In the absence of a reasonable explanation for the transfer, it is likely the Local Authority will conclude that a deliberate deprivation of assets to avoid care fees has taken place.


STEP, the Society of Trusts and Estates Practitioners, notes: “Many qualified practitioners consider that such devices do not deliver what they promise, in that local authorities are entitled to disregard the trust when assessing the individual’s assets, under the deliberate deprivation of assets rules”.


Howard Turton the Regional Enforcement manager of the North East Trading Standards Association has warned: “Local authorities have a legal right to overturn any gifts into such trusts where they can prove that there has been a ‘deliberate deprivation of assets’. For this reason, customers who take out an Asset Protection Trust or similar could find themselves challenged by the local authority at a later date.”

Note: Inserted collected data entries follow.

PR #5761, opened 2023-05-25
web: Replace lingui.js with lit-localize

kensternberg-authentik:
web: replace lingui with lit/localize

\#\# Changes

This rather massive shift replaces the lingui and `t()` syntax with lit-localize, XLIFF, and the `msg()` syntax used by lit-localize.  90% of this work was mechanized; simple perl scripts found and replaced all uses of `t()` with the appropriate corresponding syntax for `msg()` and `msg(str())`.

The XLIFF files were auto-generated from the PO files.  They have not been audited, and they should be checked over by professional translators.  The actual _strings_ have not been changed, but as this was a mechanized change there is always the possibility of mis-translation-- not by the translator, but by the script.


web/src/flow/stages/prompt/PromptStage.ts
```diff
@@ -193,28 +192,29 @@ ${prompt.initialValue}</textarea
...
-                        return true;
-                    }).map((locale) => {
-                        return html`<option
-                            value=${locale.code}
-                            ?selected=${prompt.initialValue === locale.code}
-                        >
-                            ${locale.code.toUpperCase()} - ${locale.label}
-                        </option>`;
-                    })}
+                    ${options}
```
kensternberg-authentik, line 215: This is a little more surgery than usual because it displays the locales to the customer, so I needed to replace a bit of the logic. I also separated out the business logic (I see I missed one) from the component itself, which is important to me as it leads to independent testing.

kensternberg-authentik (commented):
Added a few markers.

BeryJu (approved):

rissson:
I think [this doc page](https://goauthentik.io/developer-docs/translation) needs an update with this PR

PR #5828, opened 2023-06-01
outposts/ldap: fix race condition when refreshing the provider

rissson:
## Details

Fixes the race condition causing the crash found in #4138, which doesn't actually have anything to do with the issue itself

As far as I can work out, when the outpost refreshes its list of providers, it copies over its `boundUsers`, probably to avoid having to fetch them all again, and does so by making a shallow copy of that `map`, but not the mutex associated with it. It now has multiple references to the same map, each protected by a different mutex, which under certain conditions can cause a `concurrent map read and map write` error.

The fix replaces the duo map + mutex with a reference to a `sync.Map` which does basically the same thing, but internally. We now don't need to worry about properly copying the mutex and such, as it is handled by `sync.Map`.

### New Features

None

### Breaking Changes

None

## Checklist

-   [x] N/A The API schema has been updated (`make gen-build`)

-   [x] N/A The code has been formatted (`make web`)
-   [x] N/A The translation files have been updated (`make i18n-extract`)

If applicable

-   [x] N/A The documentation has been updated
-   [x] N/A The documentation has been formatted (`make website`)

### DIFF
--- a/.github/workflows/ci-outpost.yml
+++ b/.github/workflows/ci-outpost.yml
@@ -29,7 +29,8 @@ jobs:
       - name: golangci-lint
         uses: golangci/golangci-lint-action@v3
         with:
-          args: --timeout 5000s
+          version: v1.52.2
+          args: --timeout 5000s --verbose
           skip-pkg-cache: true
   test-unittest:
     runs-on: ubuntu-latest
--- a/internal/outpost/ldap/instance.go
+++ b/internal/outpost/ldap/instance.go
@@ -9,6 +9,7 @@ import (
 	"github.com/go-openapi/strfmt"
 	"github.com/nmcclain/ldap"
 	log "github.com/sirupsen/logrus"
+
 	"goauthentik.io/api/v3"
 	"goauthentik.io/internal/constants"
 	"goauthentik.io/internal/outpost/ldap/bind"
@@ -39,7 +40,7 @@ type ProviderInstance struct {
 	outpostName         string
 	outpostPk           int32
 	searchAllowedGroups []*strfmt.UUID
-	boundUsersMutex     sync.RWMutex
+	boundUsersMutex     *sync.RWMutex
 	boundUsers          map[string]*flags.UserFlags
 
 	uidStartNumber int32
--- a/internal/outpost/ldap/refresh.go
+++ b/internal/outpost/ldap/refresh.go
@@ -9,6 +9,7 @@ import (
 
 	"github.com/go-openapi/strfmt"
 	log "github.com/sirupsen/logrus"
+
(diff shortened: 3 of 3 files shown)


rissson:
After putting the outpost with this fix under heavy load (which triggered the issue in the first place), I am unable to reproduce it.

BeryJu (commented):
I'm not too big of a fan of sync.Map, mainly due to https://pkg.go.dev/sync#Map ```The Map type is specialized. Most code should use a plain Go map instead, with separate locking or coordination, for better type safety and to make it easier to maintain other invariants along with the map content.```

We could either copy the mutex from `existing` or do this

```diff
diff --git a/internal/outpost/ldap/refresh.go b/internal/outpost/ldap/refresh.go
index 40b757c92..ce052427c 100644
--- a/internal/outpost/ldap/refresh.go
+++ b/internal/outpost/ldap/refresh.go
@@ -59,7 +59,9 @@ func (ls *LDAPServer) Refresh() error {
                users := make(map[string]*flags.UserFlags)
                if existing != nil {
                        existing.boundUsersMutex.RLock()
-                       users = existing.boundUsers
+                       for key, value := range existing.boundUsers {
+                               users[key] = value
+                       }
                        existing.boundUsersMutex.RUnlock()
                }
```

rissson:
> We could either copy the mutex from `existing` or do this

I went with the second solution, copying the map contents, which then gives me `user flags not set after bind`, so I'll change it again for copying the mutex.

BeryJu:
Hmm, copying the mutex is also not ideal as there's probably a reason most linters warn against this..however I am curious why copying the contents of the map doesn't work correctly

rissson:
> Hmm, copying the mutex is also not ideal as there's probably a reason most linters warn against this..however I am curious why copying the contents of the map doesn't work correctly

I actually don't copy the mutex, but I made it a pointer. The idea is that throughout the life of a provider instance, even after a refresh, the `boundUsers` map stays the same, and as such the mutex should only be created once

rissson:
I'll wait for the container to build and give this a good load test again

rissson:
> I'll wait for the container to build and give this a good load test again

I cannot reproduce the issue with that fix

BeryJu (approved):

rissson:
@BeryJu should I leave the ` ci: outpost: use golangci-lint v1.52.2` in there and open a follow-up PR to revert it once the issue is resolved?

BeryJu:
> @BeryJu should I leave the ` ci: outpost: use golangci-lint v1.52.2` in there and open a follow-up PR to revert it once the issue is resolved?

I think it's fine to leave in this @rissson

PR #6852, opened 2023-09-11
web: Detangling some circular dependencies in Admin and User

kensternberg-authentik:
Admin, User, and Flow should not dependend upon each other, at least not in a circular way.  If Admin and User depend on Flow, that's fine, but Flow should not correspondingly depend upon elements of either; if they have something in common, let's put them in `@goauthentik/common` or find some other smart place to store them.

This commit refactors the intentToLabel and actionToLabel functions into `@goauthentik/common/labels` and converts them to static tables for maintenance purposes.

(I've accidentally deleted the checklist.  The code has been formatted, prechecked, manually inspected and automatically tested, to the extent that that last is possible.  No documentation or labeling changes were made.)


web/.eslintrc.precommit.json
```diff
@@ -23,6 +23,7 @@
         "quotes": ["error", "double", { "avoidEscape": true }],
         "semi": ["error", "always"],
         "@typescript-eslint/ban-ts-comment": "off",
-        "sonarjs/cognitive-complexity": ["error", 9]
+        "sonarjs/cognitive-complexity": ["error", 9],
+        "sonarjs/no-nested-template-literals": "off"
```
kensternberg-authentik, line 27: I _hated_ doing this, but six of the files I changed had nested template literals _with_ `msg()` strings embedded, which makes them more or less immobile.  Frustrating as heck.

web/src/admin/admin-overview/cards/RecentEventsCard.ts
```diff
@@ -1,7 +1,8 @@
 import "@goauthentik/admin/events/EventInfo";
-import { ActionToLabel, EventGeo } from "@goauthentik/admin/events/utils";
+import { EventGeo } from "@goauthentik/admin/events/utils";
 import { DEFAULT_CONFIG } from "@goauthentik/common/api/config";
 import { EventWithContext } from "@goauthentik/common/events";
+import { actionToLabel } from "@goauthentik/common/labels";
```
kensternberg-authentik, line 5: _All_ of the changes are of this: referring to the function in a different location, and changing the casing to indicate it's a _function_ rather than a type or class.

web/src/common/labels.ts
```diff
@@ -0,0 +1,58 @@
...
+    [EventActions.ConfigurationError, msg("Configuration error")],
+    [EventActions.ModelCreated, msg("Model created")],
+    [EventActions.ModelUpdated, msg("Model updated")],
+    [EventActions.ModelDeleted, msg("Model deleted")],
+    [EventActions.EmailSent, msg("Email sent")],
+    [EventActions.UpdateAvailable, msg("Update available")],
+]);
+
+export const actionToLabel = (action?: EventActions): string =>
+    eventActionToLabel.get(action) ?? action ?? "";
```
BeryJu, line 49: ~~we should probably have a more visible fallback like we do for the severity below~~

events can also have a custom action (which always has `custom_` prefixed), so as a fallback we should probably just return the action

BeryJu (changes requested):

web/src/common/labels.ts
kensternberg-authentik: That's what this does; only if _that_ fails does it return an empty string. It's the same logic as the original, just less, ah, "iffy."  See: [web/src/admin/events/utils.ts](https://github.com/goauthentik/authentik/pull/6852/files#diff-467f1f91e11f15e16fb5d4465813d492864eddbb23f532b84abc722ab710d8bd)

BeryJu: oh yeah I misread that, LGTM

BeryJu (approved):

web/src/common/labels.ts
kensternberg-authentik: Cool, thanks. Yeah, I just started taking the `??` operator seriously recently myself, so I'm still getting used to its semantics. Sorry for going all hypergraphia on ya, I just didn't want to be misunderstood.

PR #6861, opened 2023-09-12
root: include generated ts client in dev builds [AUTH-77]

rissson:
## Details

Include generated ts client in dev builds to allow for `deploy_me` to have an up-to-date frontend.

---

## Checklist

If applicable

### DIFF
--- a/.github/workflows/release-publish.yml
+++ b/.github/workflows/release-publish.yml
@@ -27,9 +27,12 @@ jobs:
           registry: ghcr.io
           username: ${{ github.repository_owner }}
           password: ${{ secrets.GITHUB_TOKEN }}
+      - name: make empty ts client
+        run: mkdir -p ./gen-ts-client
       - name: Build Docker Image
         uses: docker/build-push-action@v4
         with:
+          context: .
           push: ${{ github.event_name == 'release' }}
           secrets: |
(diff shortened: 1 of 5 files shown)


rissson:
This should be good. From my testing the API client still is correctly built even if the `gen-ts-api` folder is empty, but I'd still like someone to check again.

.github/workflows/release-publish.yml
```diff
@@ -27,9 +27,12 @@ jobs:
           registry: ghcr.io
           username: ${{ github.repository_owner }}
           password: ${{ secrets.GITHUB_TOKEN }}
+      - name: make empty ts client
+        run: mkdir -p ./gen-ts-client
```
BeryJu, line 31: I still wish the build was possible without this, but alas

Allthough maybe we should add a `docker` target to the makefile that people can use locally, as not doing this would lead to some potentially confusing errors

BeryJu (approved):

.github/workflows/release-publish.yml
rissson: Yes, and we could include the necessary arguments, as `docker build .` doesn't work out of the box. I usually run with `DOCKER_BUILDKIT=1 docker build . --progress plain --platform linux/amd64 -t authentik:test` on a Linux machine.

BeryJu: TIL about `--progress plain`

BeryJu (approved):

PR #6866, opened 2023-09-12
web: remove `./element`⇢`./user` references

kensternberg-authentik:
web: remove `element`⇢ `./user` references

The offender here is UserDevicesList, which despite being in `elements` is only used by the admin/user/UserViewPage. The problem is that UserDevicesList, despite being in `admin`, inherits from `user`, so moving it would have created a new admin⇢user reference, and the whole point of this exercise is to get rid of references that point “up” from the foundational pieces to the views, or that refer to components in sibling applications.

After examining UserDevicesList, I realized that *every feature* of MFADevicesList had been overridden: the rows, the columns, the toolbar, and the endpoint all had custom overrides. Nothing was left of MFADevicesList after that. Even the property that the web component used had been completely changed. The only thing they had in common was that they both inherited from `Table<Device>`.

Refactoring UserDevicesList so that it inherited directly from `Table<Device>` and then moving it into `./admin/users` was the obvious and correct step.

Both used the same label table, so that went into the `common/labels` folder.

Along the way, I cleaned up a few minor details. Just little things, like the repeated invocation of:

    new AuthenticatorsApi(DEFAULT_CONFIG).authenticatorAdminMETHODDestroy({ id: device.pk });

This is repeated five times, once for each Method. By creating these:

            const api = new AuthenticatorsApi(DEFAULT_CONFIG);
            const id = { id: device.pk };

The method invocation could be just `api.authenticatorsMETHODDestroy(id)`, which is easier on the eyes. See the MFADevicesPage for the full example.

Similarly,

    return [
       new TableColumn(msg("Name"), ""),
       new TableColumn(msg("Type"), ""), 
       new TableColumn("")
    ];

is more straightforward as:

    const headers = [msg("Name"), msg("Type"), ""];
    return headers.map((th) => new TableColumn(th, ""));

We’ve labeled what we’re working with, and web developers ought to know that `th` is the HTML code for `table header`;

## Checklist

If applicable


web/src/admin/users/UserDevicesList.ts
```diff
@@ -36,41 +36,30 @@ export class UserDeviceList extends MFADevicesPage {
             });
     }
 
+    columns(): TableColumn[] {
+        const headers = [msg("Name"), msg("Type"), msg("Confirmed")];
+        return headers.map((th) => new TableColumn(th, ""));
```
BeryJu, line 41: I think this is more readable with just returning an array of TableColumn instances imo (a very subjective nit)

web/package.json
```diff
@@ -15,7 +15,7 @@
         "build-proxy": "run-s build-locales rollup:build-proxy",
         "watch": "run-s build-locales rollup:watch",
         "lint": "eslint . --max-warnings 0 --fix",
-        "lint:precommit": "eslint --max-warnings 0 --config ./.eslintrc.precommit.json $(git status --porcelain | cut -c2- | grep '^[M?]' | cut -c7- | grep -E '\\.(ts|js|tsx|jsx)$') ",
+        "lint:precommit": "eslint --max-warnings 0 --config ./.eslintrc.precommit.json $(git status --porcelain | grep '^[M?][M?]' | cut -c8- | grep -E '\\.(ts|js|tsx|jsx)$') ",
```
BeryJu, line 18: We can use https://pre-commit.com/ instead of doing all of this grepping/cutting lol

web/src/common/labels.ts
```diff
@@ -56,3 +56,11 @@ export const severityEnumToLabel = new Map<SeverityEnum | null | undefined, stri
 
 export const severityToLabel = (severity: SeverityEnum | null | undefined) =>
     severityEnumToLabel.get(severity) ?? msg("Unknown severity");
+
```
BeryJu, line 59:
```suggestion

// TODO: Add verbose_name field to now vendored OTP devices
```

BeryJu (approved):

PR #6913, opened 2023-09-15
sources/ldap: add warning when a property mapping returns None or bytes

### LINKED ISSUE #6889: Do not silently ignore byte and none properties in _build_object_properties
It took me quite some time to understand why my custom ldap mapping had no effect. 

In the byte-case I think an exception should be raised, in case of none maybe a warning should be logged ? 
Maybe allow custom ldap mapping to be marked as required ?

It would also help if this behavior would be highlighted in the documentaion

**Additional context**
The source is in authentik/sources/ldap/base.py in _build_object_properties line 154 - 158

BeryJu:
## Details

closes #6889

---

Mr Turton also observes: “The potential limitations of such products are also not always conveyed to the homeowner.” and that brings me on to another area of concern. These trusts are still being advertised aggressively and often mis-sold. The Solicitors Regulation Authority have stated: “We are aware of the issue of mis-selling of asset protection trusts. If necessary, we will work with other regulators.”

Many of us will have heard of instances of unscrupulous practices, such as asset protection trusts sold to elderly and vulnerable clients living in park homes or cases such as that of the elderly gentleman with no family and a will leaving everything to charity, who was ‘persuaded’ to spend several thousand pounds on a trust that protected his property for benefit of who could say. He was potentially condemning himself to inferior care (when he had the means to make his final years much more comfortable) just to give a little more money to various charities, many of whom were in the business of making the lives of the elderly in care a little more comfortable.


Making sure we do not fall victim to mis-selling requires not just vigilance and research but also a change of thinking. There are many motives for seeking to protect our assets, most of us want to see our children and grandchildren financially secure but in all likelihood those children and grandchildren would willingly take responsibility for that financial security onto themselves if to do otherwise would compromise the quality of care we receive in our twilight years.

Also the ‘why should I pay for my care, when he isn’t paying for his’ attitude makes us easy prey for the high pressure salesmen. The ‘I’ve worked hard all my life, saved, acquired some assets, and they’re making me pay, but he did nothing, saved nothing and they’re paying for him; way of thinking leaves us open to the ministrations of the unscrupulous. Ask yourself why after working hard all your life to get ahead and enjoy high standards would you run the risk of receiving free substandard care at the end of life just because the bloke in the next bed is receiving free substandard care as well.

However it is possible to take legitimate steps to protect your share of the family wealth from care home fees. Briefly, these require that you sever your joint tenancy so that you and your spouse own your home as tenants in common. You then need to rewrite your Will leaving your share of the property to your chosen beneficiaries after your death but also leaving your partner a life interest in your share of the property. Should your partner subsequently need care, any care fees will be taken only from their half of the property (usually by way of a charge, rather than forcing a sale of the home) as your half of the home is safe because it has passed to the beneficiaries named in your will.

If you have already transferred your property to an Asset Protection Trust, The Office of Fair Trading advise that it may be possible to get redress under the Consumer Protection from Unfair Trading Regulations 2008, which prohibit unfair commercial practices. The relevant sections 3 – 5 which state that an unfair commercial practice is one that is misleading. Misleading commercial practices are ones that, in any way deceive or are likely to deceive the average consumer even if the information is factually correct and it causes or is likely to cause the average consumer to take a decision he/she would not have taken otherwise.